*Work to complete*.
Among the entries below, how many lines include the word "using"? Reply with only the number.

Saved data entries
* * * * * * *

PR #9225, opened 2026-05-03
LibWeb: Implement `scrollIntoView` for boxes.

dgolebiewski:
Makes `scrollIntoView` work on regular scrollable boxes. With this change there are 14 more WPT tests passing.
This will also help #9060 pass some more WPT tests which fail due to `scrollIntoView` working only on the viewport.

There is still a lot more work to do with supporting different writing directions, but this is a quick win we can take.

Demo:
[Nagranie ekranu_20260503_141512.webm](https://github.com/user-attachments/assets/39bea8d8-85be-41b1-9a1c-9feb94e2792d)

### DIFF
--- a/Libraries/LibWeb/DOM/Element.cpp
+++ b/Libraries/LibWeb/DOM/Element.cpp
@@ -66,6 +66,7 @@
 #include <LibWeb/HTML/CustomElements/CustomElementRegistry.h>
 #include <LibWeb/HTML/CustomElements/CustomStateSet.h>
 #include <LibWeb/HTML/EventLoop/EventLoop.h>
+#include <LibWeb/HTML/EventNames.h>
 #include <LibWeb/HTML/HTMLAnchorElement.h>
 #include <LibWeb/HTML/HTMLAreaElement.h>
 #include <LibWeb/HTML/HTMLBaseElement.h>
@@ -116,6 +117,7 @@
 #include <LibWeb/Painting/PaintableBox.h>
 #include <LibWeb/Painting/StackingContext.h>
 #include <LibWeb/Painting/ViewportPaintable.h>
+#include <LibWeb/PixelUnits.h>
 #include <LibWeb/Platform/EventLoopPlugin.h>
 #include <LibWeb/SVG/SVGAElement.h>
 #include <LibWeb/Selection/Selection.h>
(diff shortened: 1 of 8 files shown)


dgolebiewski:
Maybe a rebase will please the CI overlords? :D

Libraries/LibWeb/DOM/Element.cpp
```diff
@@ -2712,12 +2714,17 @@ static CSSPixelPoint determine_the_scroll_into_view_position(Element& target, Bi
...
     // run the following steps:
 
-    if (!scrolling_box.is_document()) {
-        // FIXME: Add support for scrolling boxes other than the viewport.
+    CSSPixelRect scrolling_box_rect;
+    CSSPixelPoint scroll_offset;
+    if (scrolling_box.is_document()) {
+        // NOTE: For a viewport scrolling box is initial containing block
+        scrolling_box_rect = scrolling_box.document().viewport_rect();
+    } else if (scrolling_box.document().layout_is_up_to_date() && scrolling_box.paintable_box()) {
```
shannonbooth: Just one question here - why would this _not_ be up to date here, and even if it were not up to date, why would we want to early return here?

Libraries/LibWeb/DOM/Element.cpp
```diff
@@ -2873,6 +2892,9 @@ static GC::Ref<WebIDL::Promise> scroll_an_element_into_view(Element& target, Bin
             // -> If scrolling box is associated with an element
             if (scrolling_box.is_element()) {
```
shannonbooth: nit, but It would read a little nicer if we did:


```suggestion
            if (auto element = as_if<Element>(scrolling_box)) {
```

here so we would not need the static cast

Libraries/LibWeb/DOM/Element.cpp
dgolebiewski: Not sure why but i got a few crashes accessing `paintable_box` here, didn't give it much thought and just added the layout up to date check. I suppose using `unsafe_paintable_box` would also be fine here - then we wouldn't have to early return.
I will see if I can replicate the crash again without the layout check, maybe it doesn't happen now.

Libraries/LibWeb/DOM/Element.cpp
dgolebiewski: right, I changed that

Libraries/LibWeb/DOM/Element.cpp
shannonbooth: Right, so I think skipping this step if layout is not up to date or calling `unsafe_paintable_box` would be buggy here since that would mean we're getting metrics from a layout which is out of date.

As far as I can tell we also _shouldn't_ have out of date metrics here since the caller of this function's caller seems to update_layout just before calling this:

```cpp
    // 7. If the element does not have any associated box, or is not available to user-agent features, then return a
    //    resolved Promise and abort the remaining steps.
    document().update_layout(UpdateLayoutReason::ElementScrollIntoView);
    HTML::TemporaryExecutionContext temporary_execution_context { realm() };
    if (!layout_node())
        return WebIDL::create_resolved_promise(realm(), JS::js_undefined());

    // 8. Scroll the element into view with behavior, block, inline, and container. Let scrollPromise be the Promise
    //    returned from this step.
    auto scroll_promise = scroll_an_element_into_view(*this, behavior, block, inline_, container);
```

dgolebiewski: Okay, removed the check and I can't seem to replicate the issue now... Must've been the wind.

* * * * * * *

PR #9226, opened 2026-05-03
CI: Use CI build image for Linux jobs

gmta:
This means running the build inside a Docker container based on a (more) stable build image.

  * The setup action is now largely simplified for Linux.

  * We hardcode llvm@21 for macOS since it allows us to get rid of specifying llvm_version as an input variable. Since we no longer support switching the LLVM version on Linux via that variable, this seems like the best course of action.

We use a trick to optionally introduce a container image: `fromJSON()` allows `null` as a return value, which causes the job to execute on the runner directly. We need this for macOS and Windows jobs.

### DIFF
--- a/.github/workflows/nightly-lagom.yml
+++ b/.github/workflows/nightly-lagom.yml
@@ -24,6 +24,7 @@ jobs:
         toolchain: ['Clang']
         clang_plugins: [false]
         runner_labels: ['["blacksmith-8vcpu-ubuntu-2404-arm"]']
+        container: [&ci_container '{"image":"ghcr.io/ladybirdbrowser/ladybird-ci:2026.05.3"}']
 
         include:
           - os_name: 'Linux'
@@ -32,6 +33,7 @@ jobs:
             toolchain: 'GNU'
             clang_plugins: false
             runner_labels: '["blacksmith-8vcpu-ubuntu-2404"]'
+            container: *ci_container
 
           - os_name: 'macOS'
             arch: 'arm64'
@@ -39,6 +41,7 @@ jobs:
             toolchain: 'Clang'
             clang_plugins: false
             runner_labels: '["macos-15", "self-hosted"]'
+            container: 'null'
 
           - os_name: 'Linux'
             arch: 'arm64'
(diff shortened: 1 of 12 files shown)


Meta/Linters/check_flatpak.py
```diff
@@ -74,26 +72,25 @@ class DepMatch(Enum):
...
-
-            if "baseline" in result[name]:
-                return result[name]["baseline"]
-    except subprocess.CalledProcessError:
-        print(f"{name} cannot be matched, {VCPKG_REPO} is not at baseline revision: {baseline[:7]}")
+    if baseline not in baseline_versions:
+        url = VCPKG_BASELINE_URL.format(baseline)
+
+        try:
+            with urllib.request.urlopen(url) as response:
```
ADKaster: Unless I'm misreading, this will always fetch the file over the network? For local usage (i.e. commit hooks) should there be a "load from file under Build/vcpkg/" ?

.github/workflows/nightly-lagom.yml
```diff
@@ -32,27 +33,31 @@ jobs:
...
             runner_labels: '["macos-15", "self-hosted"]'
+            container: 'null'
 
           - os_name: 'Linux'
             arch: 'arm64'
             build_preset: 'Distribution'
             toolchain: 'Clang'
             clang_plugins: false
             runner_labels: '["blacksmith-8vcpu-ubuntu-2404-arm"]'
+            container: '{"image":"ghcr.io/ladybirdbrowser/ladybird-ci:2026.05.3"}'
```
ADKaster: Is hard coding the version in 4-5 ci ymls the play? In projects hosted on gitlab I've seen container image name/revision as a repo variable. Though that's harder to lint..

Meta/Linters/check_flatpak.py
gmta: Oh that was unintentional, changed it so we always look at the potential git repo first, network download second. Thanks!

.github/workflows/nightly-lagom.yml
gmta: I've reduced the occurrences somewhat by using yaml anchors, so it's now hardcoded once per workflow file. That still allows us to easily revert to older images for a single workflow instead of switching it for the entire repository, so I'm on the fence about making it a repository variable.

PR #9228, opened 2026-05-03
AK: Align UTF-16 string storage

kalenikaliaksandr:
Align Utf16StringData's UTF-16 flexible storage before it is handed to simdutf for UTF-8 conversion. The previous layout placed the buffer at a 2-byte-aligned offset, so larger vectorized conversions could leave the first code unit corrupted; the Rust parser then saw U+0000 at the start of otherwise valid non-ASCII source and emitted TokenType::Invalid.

* * * * * * *

*Answer box*.
2